#### Aim of the task
For the entries below, say how many lines include the word "brad" and add nothing else.
··· The input
PR #16757, opened 2022-12-01
Fix production builds for Flask

FrederikBolding:
## Explanation

Mirror beta CI configuration to fix building of Flask production builds. Previously we were not building Flask using the production configuration, resulting in non-production builds being released.


Gudahtt (approved):
LGTM!

Mrtenz (approved):

ritave (approved):

PR #17374, opened 2023-01-24
Remove a notification for falling back from STX to regular swaps

dan437:
## Explanation
The notification below for falling back from STX to regular swaps wasn't really actionable, caused a bit of confusion and unnecessary overhead. All that to communicate an edge case that most users will not encounter. We are removing it to simplify user experience.

## Screenshots/Screencaps
Removed notification:
image


ui/pages/swaps/index.js
```diff
@@ -374,11 +363,6 @@ export default function Swap() {
     return <></>;
   }
 
-  const isStxNotEnoughFundsError =
-    currentSmartTransactionsError === stxErrorTypes.NOT_ENOUGH_FUNDS;
```
adonesky1, line 378: is this not an error we want to maintain?

darkwing (approved):

ui/pages/swaps/index.js
dan437: That's correct, we will fallback automatically to a regular swap if there is not enough funds for a gas fee via STX.

adonesky1 (approved):
LGTM!

PR #17390, opened 2023-01-24
feature: convert level 32 files to typescript

DDDDDanica:
## Pre-merge author checklist

- [x] I've clearly explained:


ui/helpers/constants/design-system.ts
```diff
@@ -54,6 +54,7 @@ export const COLORS = {
   GOERLI_INVERSE: 'goerli-inverse',
   SEPOLIA_INVERSE: 'sepolia-inverse',
 };
+
 export const BACKGROUND_COLORS = pick(COLORS, [
```
brad-decker, line 58: These are technically enums, and we didn't convert them to such. But if we do that we are going to have *a lot * of changes. Probably best  to do that in a separate PR down the road.

brad-decker: Note: ui/helpers/constants/routes.js are NOT enums, they are constants because the main object is a MAP of keys to values, versus something we'd be referencing.

For example COLORS from design system we use *everywhere* a Typography component can only ever have one COLORS assigned, so COLORS should be `Color` and the keys should be lowerCamelCased `Color.backgroundAlternative` @georgewrmarshall @garrettbear just a heads up, we aren't doing this change here.

brad-decker (dismissed):
LGTM good work @DDDDDanica

ui/helpers/constants/design-system.ts
DDDDDanica: I agree we should have a separate MR following to cover the colors. will work on that next !

brad-decker (approved):

ryanml (approved):

PR #17410, opened 2023-01-25
Selector performance improvements

FrederikBolding:
## Explanation
- Stopped calculating checksummed addresses in all selectors since the addresses are compared without case sensitivity.


montelaidev (dismissed):
LGTM

jpuri (approved):

brad-decker (approved):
······
#### Exercise solution
5